Closed ChrisJefferson closed 3 years ago
Good question!
Given we use a good hash function (Blake2B), we can expect every try to have the same probability of being succesful. The current default difficulty is 150
, which corresponds to a threshold of Math.pow(2, (255.999 - 150)/8.0) >>> 0
= 9741
. Every attempt has a probabiltiy of 9741/(2^32-1)
= 0.0000022680033003604047
. The inverse of that is 440916
, which is the average amount of attempts required to find a single solution.
The number of puzzles is set to 12 so the average hashes required total will be 12*440916 which is around 5.3 million hashes required to solve the whole CAPTCHA. Of course both this threshold and this number 12 can be changed.
On a powerful desktop I've seen around 3 million hashes per second, so it takes about two seconds, in a JS fallback the slowest I've seen is 170k hashes per second, but let's halve that for a truly ancient phone: 85k. 5_300_000 million / 85_000 = 62 seconds. That sucks, but maybe a phone that slow doesn't even exist, and if it does they should update their browser and spend 5 to 10 times less time (because they could use WASM instead of JS).
The interesting bit is the variance of course: what if the user gets really unlucky! The probability of not finding a solution after N tries is is 1 - P^N
with P
the probability of not finding a solution. So here 1 - (1- 0.0000022680033003604047)^N
.
Here's that probability distribution: and here's a subset of it looking at 2 million + attempts
After 2 million attempts 99% solves will have completed, after 3 million it's 99.9%. If you are the unluckiest 1% in the world 12 times, it would take you 24 million hashes, or about 5 times longer than the average case. I wouldn't be surprised if the variance in time for a normal captcha is much worse!
Anyway, we're doing 12 puzzles and being the 'unluckiest 1% 12 times' seems a bit loosely defined and probably a bit inaccurate. Let's plot it a bit further:
Here's a plot of the expected number of solutions found after N hashes total, note that for 5.3 million it's about 50/50 whether the threshold of 12 has been reached (as expected!). We can compute the probability after 5.3 million tries to be done with binom.cdf(12, 5300000, p_per_try)
, that equals 0.5736
.
My math is a bit rusty, so what I did was manually change that number of tries until we find the billionth unluckiest person, here's what I came up with:
> 1 / binom.cdf(12, 24800000, p_per_try)
1011684126611.5438
So that person would have to solve 24.8 million hashes, so like above around 5 times more than the average case.
Now let's say we halve the amount of puzzles required, but double the difficulty:
> 1 / binom.cdf(12/2, 24800000, p_per_try/2)
1893552.9763889806
suddenly that's only the 2 millionth unluckiest person, the variance is much higher.
Perhaps I should increase the number of puzzles required even more, the only downside is that the message sent to the server increases in length (by 8 bytes per solution), that's probably worth it for the decreased variance and a smoother progress bar.
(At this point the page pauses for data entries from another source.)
PR #118, opened 2018-01-07
Promote some units to Int64

ChrisRackauckas:
I assume that all combinations are built at compile time? I typed the largest integers to see what would happen.


ChrisRackauckas:
Hmm, is there any way to introspect the macros to find out which combination is failing?

ajkeller34:
Tbh, I usually just "bisect" by commenting out half the file, which is probably beyond dumb, but I'm not sure what the correct way to do it is.

PR #120, opened 2018-02-13
fix a usage error

jingpengw:


ajkeller34:
I think the original text was an unfortunate language choice; the "using" was outside the backticks, so I meant to say that the user could just use whatever was inside the backticks. I didn't mean to imply that you should type `using`. Could you put the `const` inside the backticks to make that clear?

jingpengw:
ah, make sense. done!

ajkeller34:
Thanks!

PR #129, opened 2018-04-05
Proposal of additional units used in electrical engineering

christiankral:
First of all, thanks for providing the package Unitful. I use it a lot, even when teaching my classes. I am using Julia and Unitful for the programming and scripting of electrical engineering applications. So I am not a high level programmer of Julia. I yet hope my proposal is formally correct and it makes it to one of the next versions of Unitful.  

I would like to propose some more units. Most of them are frequently used in electrical engineering, particularly for electric drives. I even added two more units "percent" and "permille" which make sense to non engineers as well. 

Electrical engineers use three different power terms when it comes to AC systems. I think it is worth explaining these different terms:  

- Real power, unit "W", see IEC, http://www.electropedia.org/iev/iev.nsf/display?openform&ievref=131-11-42
- Apparent power, unit "VA", see IEC, http://www.electropedia.org/iev/iev.nsf/display?openform&ievref=131-11-41 
- Reactive power, unit "var", see IEC, http://www.electropedia.org/iev/iev.nsf/display?openform&ievref=131-11-44

The problem with unit "var" is here, that the function ```var``` is in Julia already used to calculate the variance of a vector or array. So there is obviously a name conflict. Possible solutions are:
1. Use unit "VA" instead of "var" as suggested by IEC, see http://www.electropedia.org/iev/iev.nsf/display?openform&ievref=131-11-44; this is the simplest solution and it is fully backwards compatible to any future implementation of "var", whenever it may come.  
2. Use the non-standard unit "VAR" instead of "var", knowing that this is not standard compliant; this is possibly no good idea, since this change were non-backwards compatible to a future implementation of the unit "var"
3. Propose to rename function ```var``` to a different name, e.g., ```variance```. This will possibly cause a lot of trouble for the developers of the function ```var``` since this were a non-backwards compatible change. 

I would conclude to go for option 1 and thus to not implement a separate unit of the reactive power. There should then be a note explaining why "VA" shall be used for the reactive power, not "var".

### DIFF
--- a/src/pkgdefaults.jl
+++ b/src/pkgdefaults.jl
@@ -60,9 +60,12 @@ end
 # SI and related units
 @unit Hz     "Hz"       Hertz       1/s                     true
 @unit N      "N"        Newton      1kg*m/s^2               true
+@unit Nm     "Nm"       NewtonMeter 1N*m                    true
 @unit Pa     "Pa"       Pascal      1N/m^2                  true
 @unit J      "J"        Joule       1N*m                    true
 @unit W      "W"        Watt        1J/s                    true
+@unit VA     "VA"       VoltAmpere  1J/s                    true
+# @unit var     "var"     VoltAmpereReactive  1J/s            true
 @unit C      "C"        Coulomb     1A*s                    true
 @unit V      "V"        Volt        1W/A                    true
 @unit Ω      "Ω"        Ohm         1V/A                    true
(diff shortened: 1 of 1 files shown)


ajkeller34:
Thank you for your contribution. There are some subtleties to what you are proposing that I'd like to mention, along with some more general comments.

1. It could be a little dangerous to define `VA` to be equivalent to `W` (both equal 1 J/s). Unitful has no way of knowing that `VA` and `W` are not equivalent, and will implicitly convert between the two without knowledge of power factors. You could try to make an array of watt and VA quantities and it will convert them all to common units, for example. Have you considered defining an electrical engineering units package along the lines of UnitfulUS.jl, UnitfulAstro.jl, UnitfulAngles.jl, etc.? You may have specialized code to handle W and VA more carefully but if VA were added to Unitful I suspect it'd be pretty easy to get incorrect answers silently.

2. I don't think it makes sense to have `Nm` be its own unit. You can already multiply `N` and `m`, and unlike `VA`, I'm not aware of any special meaning that is implied in a particular context. By that I mean `VA` can mean *apparent* power in EE, which would not be obvious from knowing what `V` and `A` mean and multiplying those. If there is a context-specific meaning, then probably`Nm` should be implemented in a separate units package.

3. I am not sure how to think about units like `rpm`. At first, it seemed more natural to me to define `revolution` and then just divide by seconds or minutes. Presumably revolution would be dimensionless. I guess it would be equal to `2pi` radian, since one revolution of a circle would be a turn of 2pi radians. But then, if I convert 1rps to Hz, I would get 2pi Hz, which is a consequence of having defined 1rad equal to 1. I'm not really sure what the best way to handle this is. Maybe what you've done is fine. If you made a PR with just rpm, rps, percent, and permille, I could add those and see if anyone has issues.

christiankral:
This PR is now obsolete, creating a new pull request #144 with just rpm, rps, percent, and permille.

PR #132, opened 2018-04-17
Sort output display by exponent

rafaqz:
After using this for a week I think it's really worth including in Unitful as a the default. Its easier on eyes and brains trained to think in English "units per unit".


ajkeller34:
Thanks for your contribution. I agree after trying this out for a while.

PR #141, opened 2018-06-20
Update to 0.7

timholy:


timholy:
Argh, clicking too fast for github to update the parent repo...

PR #142, opened 2018-06-20
Make the leap to 0.7

timholy:
This was mostly femtocleaner, so it removes some backwards compatibility. Consequently you should merge this only when you're ready to commit to 0.7.

Requires https://github.com/JuliaLang/julia/commit/3aef0e53858c82d5751a991a30d967b27519e13f.

The last two patches are most interesting. 654c17d contains the stuff I needed to do manually after femtocleaner was done, CC @Keno. I'll make a line note about one weird issue that is surely a bug in julia.

The last patch is due to more subtle changes in Julia (mostly, I think, no longer falling back to calling `convert` for constructors).

### DIFF
--- a/NEWS.md
+++ b/NEWS.md
@@ -1,3 +1,11 @@
+- v0.8.0
+  - Add Rydberg constant, unified atomic mass unit, mils, rpm, rps, percent, permille.
+  - Introduce/rename derived dimensions: ElectricalConductivity, ElectricalResistivity,
+    ElectricalConductance, ElectricalResistance.
+  - Fix some Julia 0.7 deprecations.
+  - This will probably be the last release that supports Julia 0.6.
+- v0.7.1
+  - Bug fixes, mainly.
 - v0.7.0
   - Implement `mod2pi` for degrees, cleanup display of degree units.
   - Tweak implementation of `Gain` types for usability.


src/fastmath.jl
```diff
@@ -173,10 +173,8 @@ for f in (:cos, :sin, :tan)
     end
 end
 
-atan2_fast(x::Quantity{Float32,D,U}, y::Quantity{Float32,D,U}) where {D,U} =
-    ccall(("atan2f",libm), Float32, (Float32,Float32), x.val, y.val)
-atan2_fast(x::Quantity{Float64,D,U}, y::Quantity{Float64,D,U}) where {D,U} =
-    ccall(("atan2",libm), Float64, (Float64,Float64), x.val, y.val)
+atan_fast(x::Quantity{T,D,U}, y::Quantity{T,D,U}) where {T,D,U} =
+    atan_fast(x.val, y.val)
```
timholy: This change is a good idea on its own merits, but curiously it was also giving the wrong answer. `@code_llvm` suggested it was using a different pointer address than the one it uses if you write it this way. I'll try to isolate this.

timholy:
You may also want to consider whether to make any other 0.6 releases before merging this.

ajkeller34:
Thanks, as always, for your help with Unitful! I'm pretty swamped this week but hope to take a closer look soon, likely this weekend.

ajkeller34:
I've rebased this against master and fixed a few other things. I see this is your master branch, do you mind if I force push to it? Otherwise I can make a new branch + PR but I plan on merging immediately if the tests pass.

timholy:
Go for it! Thanks for polishing this up!

ajkeller34:
Hmm... it seems to have closed itself when I force-pushed to your branch, and I cannot reopen it. I must admit I wasn't expecting that. I'll just open a new PR I guess.

PR #144, opened 2018-06-30
Proposal of additional units rpm, rps, percent, and permille

christiankral:
This PR is based on https://github.com/ajkeller34/Unitful.jl/pull/129#issuecomment-399709893


christiankral:
Thanks for considering my contribution.

PR #146, opened 2018-07-03
fix some mapreduces in v0.7

ChrisRackauckas:


ajkeller34:
This will prevent master from working on the 0.7-beta release but I'm fine with merging it if you'd prefer, since we have a tagged version that works.

ChrisRackauckas:
I've given up on cross compatibility.

PR #152, opened 2018-09-03
Fix AppVeyor build script for Julia ≥ 0.7

sostock:
This fixes the AppVeyor build script which currently fails for Julia 1.0 since `versioninfo` has been moved to a stdlib package.


sostock:
AFAICT, this is why the tests on the other two pull requests fail.

giordano:
It's probably better to switch to https://github.com/JuliaCI/Appveyor.jl

ajkeller34:
Thanks for bringing this to my attention—closing in favor of #156.

PR #407, opened 2020-12-20
Implement traits correctly

sostock:
The old implementation works correctly for `Quantity{T}` when `T` is a number type defined in `Base`, but not when `T` is defined elsewhere and has a custom implementation of these traits.


giordano:
Any test relevant for this change?

sostock:
> Any test relevant for this change?

I’ll add one.

sostock:
I added tests, utilizing the `Num` type already defined in the test suite.

Issue #135, opened 2018-04-26
hbar has wrong units.


MasonProtter:
I was (perhaps erroneously) working under the assumption that `hbar` in Unitful was reduced Plank's constant but that appears to be false. Instead, I get
```
julia> dimension(1u"hbar")
𝐋^-1 𝐌 𝐓^-2
```
which is off by a power of length cubed. Is `1u"hbar"` something other than what I thought?

ajkeller34:
Hectobars... an unfortunate consequence of supporting most SI prefixes. You can type `\hbar <tab>` in the REPL to autocomplete `ħ`.

PR #414, opened 2021-01-12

Disclaimer: I may very well have made mistakes in the above calculations and invite anybody to verify my assumptions!
A little bit less extreme example: the probability of taking twice as long as the average time given the number of puzzles:
With the current setting of 12 puzzles the odds of being that unlucky is about 0.5%. If I increase the amount of puzzles to 18 it becomes less than 0.01%, is that worth transmitting 64 more ascii characters?
I wrote an article about this that is a bit less all over the place https://guido.io/posts/controlling-variance-in-proof-of-work-algorithms/
Thanks, that is a good answer.
I feel transmitting 64 characters is fine -- in practice it doesn't really matter how big a network packet you send, how many packets is more important, so unless this pushed you over the bounary into another packet it's fine -- and you are probably just logging in here, so will easily fit into a packet.
It's (to me) much more important some users don't get bored enough they leave, or assume the website has crashed. Also, Android / iOS users (particularly ones on slower devices) are going to get pissed if they feel their phone start to get warm, just logging in.
@gzuidhof
Disclaimer: I may very well have made mistakes in the above calculations and invite anybody to verify my assumptions!
Doesn't the current implementation already reduce required time?
Wouldn't it be more reasonable to xor the first 4 bytes with the nonce, to enforce proper re-hashing?
The entire input buffer is hashed and checked (128 bytes long), that particular routine just searches in the last 4 byte space if that makes sense. Any byte sequence is just as likely as the next to be a valid solution, it doesn't matter in which order the solutions are checked by the solver.
Maybe I'm misunderstanding your concern though! The input buffer contains the puzzle itself (which itself contains lots of randomness)
It would be useful to know exactly how bad the variance can be.
Let's imagine we get popular and.. a billion POWs are done. What's the time the worst out of those billion will take, compared to the average time?